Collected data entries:
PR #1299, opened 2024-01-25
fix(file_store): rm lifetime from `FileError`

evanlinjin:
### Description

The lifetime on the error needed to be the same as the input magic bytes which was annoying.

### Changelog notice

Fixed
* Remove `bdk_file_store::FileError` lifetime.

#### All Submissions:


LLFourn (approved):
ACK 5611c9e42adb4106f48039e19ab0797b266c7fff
==
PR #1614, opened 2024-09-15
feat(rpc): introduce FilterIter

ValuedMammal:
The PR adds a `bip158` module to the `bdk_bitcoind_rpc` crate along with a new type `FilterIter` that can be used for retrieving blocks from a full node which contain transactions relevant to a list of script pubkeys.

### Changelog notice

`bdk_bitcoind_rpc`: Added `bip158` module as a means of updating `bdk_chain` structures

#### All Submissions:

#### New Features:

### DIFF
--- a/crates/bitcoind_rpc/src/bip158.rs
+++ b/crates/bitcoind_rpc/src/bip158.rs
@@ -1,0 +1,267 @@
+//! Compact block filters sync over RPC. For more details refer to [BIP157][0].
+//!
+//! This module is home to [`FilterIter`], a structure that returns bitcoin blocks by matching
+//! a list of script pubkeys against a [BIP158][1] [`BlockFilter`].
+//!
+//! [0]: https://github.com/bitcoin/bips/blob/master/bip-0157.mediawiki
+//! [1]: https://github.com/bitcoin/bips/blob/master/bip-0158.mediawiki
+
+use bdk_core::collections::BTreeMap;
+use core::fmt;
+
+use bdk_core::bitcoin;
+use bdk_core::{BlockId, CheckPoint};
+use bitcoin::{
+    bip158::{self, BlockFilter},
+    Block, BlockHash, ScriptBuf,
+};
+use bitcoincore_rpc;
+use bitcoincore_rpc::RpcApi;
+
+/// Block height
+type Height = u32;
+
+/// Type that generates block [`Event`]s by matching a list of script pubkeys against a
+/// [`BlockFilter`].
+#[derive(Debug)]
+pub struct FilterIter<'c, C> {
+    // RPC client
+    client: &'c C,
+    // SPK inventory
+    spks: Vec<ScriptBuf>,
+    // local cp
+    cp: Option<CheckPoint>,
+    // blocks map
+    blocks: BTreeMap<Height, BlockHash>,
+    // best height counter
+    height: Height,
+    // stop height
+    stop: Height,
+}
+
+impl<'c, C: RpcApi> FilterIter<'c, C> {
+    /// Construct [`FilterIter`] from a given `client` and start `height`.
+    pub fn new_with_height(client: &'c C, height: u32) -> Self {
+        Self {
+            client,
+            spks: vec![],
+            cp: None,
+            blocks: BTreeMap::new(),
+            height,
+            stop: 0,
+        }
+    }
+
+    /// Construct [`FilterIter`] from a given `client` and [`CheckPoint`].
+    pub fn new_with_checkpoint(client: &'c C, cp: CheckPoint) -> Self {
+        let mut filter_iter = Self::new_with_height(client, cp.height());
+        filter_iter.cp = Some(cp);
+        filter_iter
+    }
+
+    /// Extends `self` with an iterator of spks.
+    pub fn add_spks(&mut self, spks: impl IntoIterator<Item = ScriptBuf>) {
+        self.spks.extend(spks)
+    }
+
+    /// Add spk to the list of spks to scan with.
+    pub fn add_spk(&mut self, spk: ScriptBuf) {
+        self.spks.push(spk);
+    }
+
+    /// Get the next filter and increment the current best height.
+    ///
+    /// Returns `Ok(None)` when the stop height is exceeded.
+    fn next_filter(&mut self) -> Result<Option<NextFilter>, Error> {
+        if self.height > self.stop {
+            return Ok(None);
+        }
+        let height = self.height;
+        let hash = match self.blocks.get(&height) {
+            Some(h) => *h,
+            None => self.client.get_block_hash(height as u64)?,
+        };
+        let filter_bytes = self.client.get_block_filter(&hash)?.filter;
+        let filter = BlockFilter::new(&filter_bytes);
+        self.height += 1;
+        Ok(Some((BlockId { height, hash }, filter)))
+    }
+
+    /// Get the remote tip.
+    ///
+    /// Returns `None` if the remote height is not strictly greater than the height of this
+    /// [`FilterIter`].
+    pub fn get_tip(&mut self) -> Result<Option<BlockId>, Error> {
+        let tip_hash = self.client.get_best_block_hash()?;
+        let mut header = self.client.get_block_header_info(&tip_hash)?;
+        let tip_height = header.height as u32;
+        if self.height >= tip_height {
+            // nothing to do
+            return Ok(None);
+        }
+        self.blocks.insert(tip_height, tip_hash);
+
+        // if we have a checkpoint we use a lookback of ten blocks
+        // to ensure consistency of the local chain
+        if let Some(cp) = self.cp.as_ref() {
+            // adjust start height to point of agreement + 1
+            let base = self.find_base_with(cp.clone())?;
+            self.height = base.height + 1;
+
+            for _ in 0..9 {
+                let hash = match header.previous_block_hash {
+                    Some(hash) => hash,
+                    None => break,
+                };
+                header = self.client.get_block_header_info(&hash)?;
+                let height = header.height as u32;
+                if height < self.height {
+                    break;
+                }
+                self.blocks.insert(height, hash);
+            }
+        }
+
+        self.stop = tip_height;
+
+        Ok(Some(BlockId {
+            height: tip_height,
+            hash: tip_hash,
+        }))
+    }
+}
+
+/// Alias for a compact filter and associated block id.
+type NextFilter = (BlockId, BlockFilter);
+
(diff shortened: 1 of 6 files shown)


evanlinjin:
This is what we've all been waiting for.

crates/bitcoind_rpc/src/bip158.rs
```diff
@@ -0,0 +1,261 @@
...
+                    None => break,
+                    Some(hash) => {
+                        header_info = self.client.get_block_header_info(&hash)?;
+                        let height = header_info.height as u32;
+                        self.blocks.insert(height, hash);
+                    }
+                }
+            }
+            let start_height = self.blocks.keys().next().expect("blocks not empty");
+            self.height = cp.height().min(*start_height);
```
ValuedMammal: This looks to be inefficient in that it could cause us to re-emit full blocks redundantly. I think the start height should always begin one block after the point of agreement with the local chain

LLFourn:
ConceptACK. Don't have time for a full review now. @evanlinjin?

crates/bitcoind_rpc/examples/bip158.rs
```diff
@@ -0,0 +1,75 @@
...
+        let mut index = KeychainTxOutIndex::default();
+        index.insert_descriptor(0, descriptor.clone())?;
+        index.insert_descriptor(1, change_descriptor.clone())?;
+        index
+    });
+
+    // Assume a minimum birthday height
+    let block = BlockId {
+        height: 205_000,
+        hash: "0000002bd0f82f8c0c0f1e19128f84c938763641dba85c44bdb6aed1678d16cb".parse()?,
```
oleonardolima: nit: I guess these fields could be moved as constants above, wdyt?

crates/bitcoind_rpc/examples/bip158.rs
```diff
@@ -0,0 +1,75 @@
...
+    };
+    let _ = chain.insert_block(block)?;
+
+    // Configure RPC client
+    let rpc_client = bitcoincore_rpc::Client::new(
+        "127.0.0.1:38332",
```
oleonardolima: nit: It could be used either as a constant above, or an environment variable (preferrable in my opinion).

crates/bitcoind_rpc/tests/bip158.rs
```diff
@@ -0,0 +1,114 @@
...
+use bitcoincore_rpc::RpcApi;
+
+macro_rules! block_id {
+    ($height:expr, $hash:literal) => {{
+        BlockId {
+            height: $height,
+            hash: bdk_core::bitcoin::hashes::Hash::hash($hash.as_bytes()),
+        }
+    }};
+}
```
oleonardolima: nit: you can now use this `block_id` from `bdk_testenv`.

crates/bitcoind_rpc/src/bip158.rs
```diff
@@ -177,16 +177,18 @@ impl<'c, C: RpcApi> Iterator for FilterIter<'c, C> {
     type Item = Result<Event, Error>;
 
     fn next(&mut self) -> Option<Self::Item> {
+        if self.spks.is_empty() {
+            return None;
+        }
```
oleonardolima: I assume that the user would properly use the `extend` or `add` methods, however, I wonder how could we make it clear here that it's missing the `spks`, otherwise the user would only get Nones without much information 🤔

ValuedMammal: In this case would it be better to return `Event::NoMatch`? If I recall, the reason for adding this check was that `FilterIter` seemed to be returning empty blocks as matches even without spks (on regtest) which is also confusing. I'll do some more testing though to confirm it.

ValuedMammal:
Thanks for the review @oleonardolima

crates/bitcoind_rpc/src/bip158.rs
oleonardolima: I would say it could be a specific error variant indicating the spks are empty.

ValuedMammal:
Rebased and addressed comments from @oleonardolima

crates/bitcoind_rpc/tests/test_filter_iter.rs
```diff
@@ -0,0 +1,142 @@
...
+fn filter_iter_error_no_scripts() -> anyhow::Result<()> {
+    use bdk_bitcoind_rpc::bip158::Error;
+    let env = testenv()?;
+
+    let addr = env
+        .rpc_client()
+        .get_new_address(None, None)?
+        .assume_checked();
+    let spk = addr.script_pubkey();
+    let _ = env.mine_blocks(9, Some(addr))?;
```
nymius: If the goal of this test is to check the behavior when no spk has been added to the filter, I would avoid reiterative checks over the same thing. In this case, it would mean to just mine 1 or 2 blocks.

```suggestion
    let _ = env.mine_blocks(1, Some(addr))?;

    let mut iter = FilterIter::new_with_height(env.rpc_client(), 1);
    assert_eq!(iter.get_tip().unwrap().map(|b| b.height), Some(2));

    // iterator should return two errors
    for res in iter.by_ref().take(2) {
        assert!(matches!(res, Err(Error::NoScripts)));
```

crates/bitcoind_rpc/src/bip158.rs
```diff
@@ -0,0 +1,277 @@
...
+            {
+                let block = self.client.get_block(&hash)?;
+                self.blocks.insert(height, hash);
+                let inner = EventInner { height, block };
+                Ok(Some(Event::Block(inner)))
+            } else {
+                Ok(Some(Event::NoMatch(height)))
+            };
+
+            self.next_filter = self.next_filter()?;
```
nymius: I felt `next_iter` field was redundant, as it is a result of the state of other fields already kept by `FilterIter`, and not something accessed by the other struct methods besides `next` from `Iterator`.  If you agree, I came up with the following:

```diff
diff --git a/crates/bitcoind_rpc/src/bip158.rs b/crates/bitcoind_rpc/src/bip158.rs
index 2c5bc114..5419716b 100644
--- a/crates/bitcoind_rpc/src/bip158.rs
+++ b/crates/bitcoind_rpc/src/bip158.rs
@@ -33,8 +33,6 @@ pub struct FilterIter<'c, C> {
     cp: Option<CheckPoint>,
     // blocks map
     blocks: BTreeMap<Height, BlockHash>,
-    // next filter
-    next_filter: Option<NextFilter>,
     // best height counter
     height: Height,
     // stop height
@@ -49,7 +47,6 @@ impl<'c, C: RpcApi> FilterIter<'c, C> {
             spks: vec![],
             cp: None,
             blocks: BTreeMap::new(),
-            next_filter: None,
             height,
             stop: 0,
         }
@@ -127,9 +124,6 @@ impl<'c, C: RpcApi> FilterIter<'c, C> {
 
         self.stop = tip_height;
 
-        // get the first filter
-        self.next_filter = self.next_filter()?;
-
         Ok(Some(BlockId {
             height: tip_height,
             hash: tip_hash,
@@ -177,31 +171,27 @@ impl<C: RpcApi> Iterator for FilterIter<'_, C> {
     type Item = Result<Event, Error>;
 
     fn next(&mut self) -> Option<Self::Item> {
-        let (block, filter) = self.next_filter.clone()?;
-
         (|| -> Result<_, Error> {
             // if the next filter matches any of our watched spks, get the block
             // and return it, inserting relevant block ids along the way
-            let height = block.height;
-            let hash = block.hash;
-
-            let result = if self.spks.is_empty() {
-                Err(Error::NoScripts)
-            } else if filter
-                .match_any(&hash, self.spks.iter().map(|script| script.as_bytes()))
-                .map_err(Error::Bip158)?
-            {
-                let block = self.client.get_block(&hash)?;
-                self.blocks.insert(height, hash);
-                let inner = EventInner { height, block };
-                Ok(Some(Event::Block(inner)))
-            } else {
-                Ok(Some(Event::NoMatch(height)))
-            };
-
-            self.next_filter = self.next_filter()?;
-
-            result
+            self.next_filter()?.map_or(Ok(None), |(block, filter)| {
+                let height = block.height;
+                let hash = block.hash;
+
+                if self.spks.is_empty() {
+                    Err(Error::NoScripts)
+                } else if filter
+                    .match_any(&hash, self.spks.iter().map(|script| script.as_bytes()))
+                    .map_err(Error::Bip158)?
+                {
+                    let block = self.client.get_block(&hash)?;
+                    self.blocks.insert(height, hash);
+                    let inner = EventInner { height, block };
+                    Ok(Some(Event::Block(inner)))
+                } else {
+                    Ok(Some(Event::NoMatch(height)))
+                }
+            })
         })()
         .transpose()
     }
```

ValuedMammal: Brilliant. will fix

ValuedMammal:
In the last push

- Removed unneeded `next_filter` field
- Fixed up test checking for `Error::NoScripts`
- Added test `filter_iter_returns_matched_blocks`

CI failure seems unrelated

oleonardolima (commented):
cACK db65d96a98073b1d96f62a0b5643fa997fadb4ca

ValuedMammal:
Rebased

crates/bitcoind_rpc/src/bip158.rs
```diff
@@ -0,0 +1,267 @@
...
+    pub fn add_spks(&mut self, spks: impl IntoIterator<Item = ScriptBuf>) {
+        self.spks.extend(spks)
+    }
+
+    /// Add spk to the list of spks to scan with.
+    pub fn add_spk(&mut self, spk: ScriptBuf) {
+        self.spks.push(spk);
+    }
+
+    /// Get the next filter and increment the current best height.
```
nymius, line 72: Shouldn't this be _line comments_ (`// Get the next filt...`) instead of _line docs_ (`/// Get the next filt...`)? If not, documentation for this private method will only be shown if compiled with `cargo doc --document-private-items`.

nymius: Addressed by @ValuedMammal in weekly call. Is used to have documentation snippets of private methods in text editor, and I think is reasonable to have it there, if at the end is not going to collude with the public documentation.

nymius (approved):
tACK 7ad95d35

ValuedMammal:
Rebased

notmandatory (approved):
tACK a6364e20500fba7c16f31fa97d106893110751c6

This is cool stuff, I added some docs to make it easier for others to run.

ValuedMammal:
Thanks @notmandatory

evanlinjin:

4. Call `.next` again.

**TO DO**.
Print exactly the lines above from the one with "of the local chain" to the one with "associated block id.", including both.

**ANSWER BOX**.
+        // to ensure consistency of the local chain
+        if let Some(cp) = self.cp.as_ref() {
+            // adjust start height to point of agreement + 1
+            let base = self.find_base_with(cp.clone())?;
+            self.height = base.height + 1;
+
+            for _ in 0..9 {
+                let hash = match header.previous_block_hash {
+                    Some(hash) => hash,
+                    None => break,
+                };
+                header = self.client.get_block_header_info(&hash)?;
+                let height = header.height as u32;
+                if height < self.height {
+                    break;
+                }
+                self.blocks.insert(height, hash);
+            }
+        }
+
+        self.stop = tip_height;
+
+        Ok(Some(BlockId {
+            height: tip_height,
+            hash: tip_hash,
+        }))
+    }
+}
+
+/// Alias for a compact filter and associated block id.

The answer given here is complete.